Vadarevu and Nizampatnam Industrial Corridor (VANPIC) is an upcoming industrial park located between Bapatla district and Prakasam district in Andhra Pradesh, India. It is spread over 13,000 acres. It is under CBI investigation for land acquisition and other allegation. Around 4000 acres was acquired for port development. Large tracts of land was acquired from local farmers. In April 2011, the property consultant, Jones Lang LaSalle estimated the 13,000 acres at ₹1,426 crores.

==History==
The land was acquired by the government in 2008 .

==Location==
It is located near Nizampatnam in Guntur district.

==Investigation==
Former minister Mopidevi Venkataramana was arrested in the case by the CBI, and minister Dharmana Prasad Rao resigned over allegations. Another company, VANPIC projects was started by industrialist, Nimmagadda Prasad and Ras Al Khaimah (RAK group), and the company was allotted 24,000 acres by the government.

The mechanisms of the large scale corruption in the case was highlighted in the fourth charge sheet filed by the CBI in the Y. S. Jaganmohan Reddy corruption case.
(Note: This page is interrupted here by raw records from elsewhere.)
PR #2001, opened 2023-01-17
Fix podman container names on gather

osherdp:
For some reason, the names are not matching the actual container names used. It should be prefixed with ``assisted-installer`` (podman's pod name) and continue with the names ``db``, ``ui``, ``image-service`` and ``service``.
See:
https://github.com/openshift/assisted-service/blob/a1c6df56391b517f4bbf167ba841ffe040950ebd/deploy/podman/pod.yml#L8

### DIFF
--- a/scripts/download_logs.sh
+++ b/scripts/download_logs.sh
@@ -25,7 +25,7 @@ function download_service_logs() {
     podman ps -a || true
 
     for service in "assisted-installer-db" "assisted-installer-image-service" "assisted-installer-service" "assisted-installer-ui"; do
-      podman logs ${service} >${LOGS_DEST}/logs_${service}_${DEPLOY_TARGET}.log || true
+      podman logs ${service} >${LOGS_DEST}/logs_${service}_${DEPLOY_TARGET}.log 2>&1 || true
     done
   else
     CRS=node,pod,svc,deployment,pv,pvc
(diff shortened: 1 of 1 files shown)


adriengentil:
the logs were printed on the console instead of ending up in the logs file:
https://gcsweb-ci.apps.ci.l2s4.p1.openshiftapps.com/gcs/origin-ci-test/pr-logs/pull/openshift_assisted-test-infra/2001/pull-ci-openshift-assisted-test-infra-master-e2e-metal-assisted-onprem/1615338556648067072/artifacts/e2e-metal-assisted-onprem/assisted-common-gather/build-log.txt

scripts/download_logs.sh
```diff
@@ -24,7 +24,7 @@ function download_service_logs() {
   if [ "${DEPLOY_TARGET:-}" = "onprem" ]; then
     podman ps -a || true
 
-    for service in "assisted-service" "assisted-image-service" "assisted-installer-ui" "postgres"; do
+    for service in "assisted-installer-db" "assisted-installer-image-service" "assisted-installer-service" "assisted-installer-ui"; do
       podman logs ${service} >${LOGS_DEST}/logs_${service}_${DEPLOY_TARGET}.log || true
```
adriengentil, line 28:
```suggestion
      podman logs ${service} >${LOGS_DEST}/logs_${service}_${DEPLOY_TARGET}.log 2>&1 || true
```
would maybe do the trick?

osherdp: very possibly 
Done!

osherdp:
Looks much better now
Seems like UI doesn't output any logs (and I can confirm it's the same in my environment)

adriengentil (approved):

The charge sheet relates to the VANPIC project:
quid-pro-quo investments made by industrialist Nimmagadda Prasad to the tune of ₹854 crore into the companies of YS Jagan and allotment of 22,000 acres of land to Nimmagadda Prasad in violation of prevailing rules and regulations.

The "suitcase company" methodology was succinctly described by Supreme Court of India Chief justice P. Sathasivam.:
The investigation disclosed the payment of illegal gratification of ₹30 crore to Y.S. Jagan Mohan Reddy (A-1) by Nimmagadda Prasad (A-3) for the wrongful gain obtained by A-3 from the Government of Andhra Pradesh in connection with awarding a project consisting of development of two Sea Ports and an Industrial Corridor as VANPIC Project and falsification of documents to cover up the said payment etc.

On July 28, 2022, Vanpic case: HC strikes down CBI charge sheet.